Noble M500 supercar gets V6 engine from Ford GT
Noble describes the M500 as the “little brother” to the M600 – but it’s powered by the same twin-turbocharged V6 engine found in the Ford GT
Leicester-based sports car manufacturer Noble has revealed its first new model in 12 years. Called M500, it’s positioned as a “little brother” to the fearsome 650bhp V8-engined M600.
Revealed as a static prototype at the 2018 Goodwood Festival of Speed, the car, which still a prototype for now, has advanced to the late pre-production stage. It’s powered by a detuned version of the twin-turbocharged 3.5-litre V6 engine used in the Ford GT, and is likely to develop around 550bhp. That’s 100bhp less than you get in the Ford, but it’s still more than a match for the likes of the new Chevrolet Corvette and Aston Martin Vantage.
Crucially, Noble says the M500 will grant drivers a similarly engaging experience as its older sibling. The only gearbox available will be a gated six-speed manual, and the company will adopt a similarly relaxed attitude towards safety equipment - there’ll be no airbags or anti-lock brakes here.
Underneath, the car’s tubular steel chassis shares plenty of similarities with the old M600, utilising double wishbone suspension and coilover springs with passive dampers. The M500 is the same length as the M600, too, although it is slightly wider.
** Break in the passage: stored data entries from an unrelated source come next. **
PR #31361, opened 2022-06-14
refactor: add SELECT columns in statements to GROUP BY

c-p-b:
If we have the following

```sql
SELECT column1, column2
...
GROUP BY column1
```

MariaDB implicitly inserts column2 into the GROUP BY clause. Postgres does not, it errors. 

This change explicitly takes those situations and specifies them in the GROUP BY clause.


ankush:
reference for mariadb: https://mariadb.com/kb/en/group-by/

> You can use any of the grouping functions in your select expression. Their values will be calculated based on all the rows that have been grouped together for each result row. **If you select a non-grouped column or a value computed from a non-grouped column, it is undefined which row the returned value is taken from.** This is not permitted if the ONLY_FULL_GROUP_BY [SQL_MODE](https://mariadb.com/kb/en/sql-mode/) is used.




If I understood this right, it's not same as implicitly adding in group by clause and adding them to group-bys will result in potentially more # of rows. 


Example:

Table:
| ColA | ColB |
| ---  | --- |
| "X"  | 1 |
| "X" |  2 |
| "Y" | 1 |

Query: 
```sql
select * from table group by colA
```

Result:

| ColA | ColB | |
| ---  | --- | :-- |
| "X"  | 1 OR 2 |  <- UB |
| "Y" | 1 | |


Query if implicit group by: 
```sql
select * from table group by colA, colB
```

| ColA | ColB |
| ---  | --- |
| "X"  | 1 |
| "X" |  2 |
| "Y" | 1 |



This will require reviewing each query case-by-case, some might even be buggy if UB affects them.  😢

ankush:
ref: https://github.com/frappe/erpnext/pull/28359#issuecomment-1277105369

Another one of Noble’s goals for the M500 is to make it a more affordable car than the M600. That car cost from £200,000 when new, so the brand could look to start the M500 off from around the £150,000 mark.
Noble has ditched the M600’s expensive carbon fibre bodywork, opting instead for more affordable glass-reinforced composite panelling. It helps get the car’s weight down to around 1,400kg, which is around 100kg less than the Corvette.
The cabin has also been repackaged to provide a little more space over the M600. The car in these images has a set of hardcore carbon fibre bucket seats, but more accommodating options for the “less extreme” model could be made available.
The rest of the cabin is minimalistic, with a simple digital gauge cluster sitting ahead of the driver and a large touchscreen infotainment system perched atop the dashboard. Some switchgear is borrowed from larger manufacturers – the door lock button on the driver’s side is a Ford unit, for example.
It’s worth noting that the car in these images is still a working prototype, but Noble says this shape is pretty much how the finished car will look. We’re expecting more details, including some performance specifications, over the coming months.